# [WHAT YOU ARE ASKED TO DO]
Look through the listing below and report every line that contains "only".

# [DATA TO PROCESS]
^^^^
PR #1679, opened 2024-11-20
Automatically opt into 1536x1536 and 2048x2048 sizes when generating fallback images

### LINKED ISSUE #1512: Automatically opt into 1536x1536 and 2048x2048 sizes when generating fallback images
## Feature Description

As discussed in https://github.com/WordPress/performance/pull/1421 when "generate fallback images" is enabled, we should generate all of the sizes that core generates by default in both mime types (the uploaded type which could be JPEG or PNG and the output type which could be AVIF or WebP). 

This includes two "extra" sizes that were added to the image generation routines later than the original sizes:  1536x1536 and 2048x2048 (typically these are used for high DPI screens).

b1ink0:
## Summary

Fixes #1512 

## Relevant technical choices

This PR automatically opt into 1536x1536 and 2048x2048 sizes when generating fallback images. This only happens when the "generate fallback images" is enabled.

The opt in is done by modifying the `$_wp_additional_image_sizes` global which is the array containing extra image sizes. The `provide_additional_mime_types` property is set to true for the 1536x1536 and 2048x2048 image sizes so that the selected modern image format of these sizes is also generated.

### Before 
For the demo img these images were generated ( fallback images is enabled )
Screenshot 2024-11-20 at 1 58 21 PM

### After
For the demo img these images are now generated ( fallback images is enabled )
Screenshot 2024-11-20 at 1 58 55 PM

### DIFF
--- a/plugins/webp-uploads/hooks.php
+++ b/plugins/webp-uploads/hooks.php
@@ -780,3 +780,31 @@ function webp_uploads_init(): void {
 	}
 }
 add_action( 'init', 'webp_uploads_init' );
+
+/**
+ * Automatically opt into extra image sizes when generating fallback images.
+ *
+ * @since n.e.x.t
+ */
+function webp_uploads_opt_in_extra_image_sizes(): void {
+	if ( ! webp_uploads_is_fallback_enabled() ) {
+		return;
+	}
+
+	global $_wp_additional_image_sizes;
+
+	if ( ! is_array( $_wp_additional_image_sizes ) ) {
+		return;
+	}
+
+	// NOTE: Modifying global to mimic the "hypothetical" WP core API behavior.
+
+	if ( isset( $_wp_additional_image_sizes['1536x1536'] ) && ! isset( $_wp_additional_image_sizes['1536x1536']['provide_additional_mime_types'] ) ) {
+		$_wp_additional_image_sizes['1536x1536']['provide_additional_mime_types'] = true; // phpcs:ignore WordPress.WP.GlobalVariablesOverride.Prohibited
+	}
+
+	if ( isset( $_wp_additional_image_sizes['2048x2048'] ) && ! isset( $_wp_additional_image_sizes['2048x2048']['provide_additional_mime_types'] ) ) {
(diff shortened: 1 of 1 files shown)


plugins/webp-uploads/hooks.php
```diff
@@ -780,3 +780,31 @@ function webp_uploads_init(): void {
 	}
 }
 add_action( 'init', 'webp_uploads_init' );
+
+/**
+ * Automatically opt into extra image sizes when generating fallback images.
+ *
+ * @since n.e.x.t
```
mukeshpanchal27, line 787:
```suggestion
 * @since n.e.x.t
 *
 * @global array $_wp_additional_image_sizes Associative array of additional image sizes.
```

Add missing global doc.

plugins/webp-uploads/hooks.php
```diff
@@ -780,3 +780,31 @@ function webp_uploads_init(): void {
...
+function webp_uploads_opt_in_extra_image_sizes(): void {
+	if ( ! webp_uploads_is_fallback_enabled() ) {
+		return;
+	}
+
+	global $_wp_additional_image_sizes;
+
+	if ( ! is_array( $_wp_additional_image_sizes ) ) {
+		return;
+	}
```
mukeshpanchal27:
```suggestion
```

Don't think we needs to add these check. We already added `isset` check so it will not return any error.

plugins/webp-uploads/hooks.php
```diff
@@ -780,3 +780,31 @@ function webp_uploads_init(): void {
...
+
+	// NOTE: Modifying global to mimic the "hypothetical" WP core API behavior.
+
```
felixarntz:
```suggestion
	// Modify global to mimic the "hypothetical" WP core API behavior via an additional `add_image_size()` parameter.
```

felixarntz (approved):
@b1ink0 This basically looks good to me, only two outstanding comments to address.

mukeshpanchal27 (approved):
^^^^
# [TASK SOLUTION]
This PR automatically opt into 1536x1536 and 2048x2048 sizes when generating fallback images. This only happens when the "generate fallback images" is enabled.
@b1ink0 This basically looks good to me, only two outstanding comments to address.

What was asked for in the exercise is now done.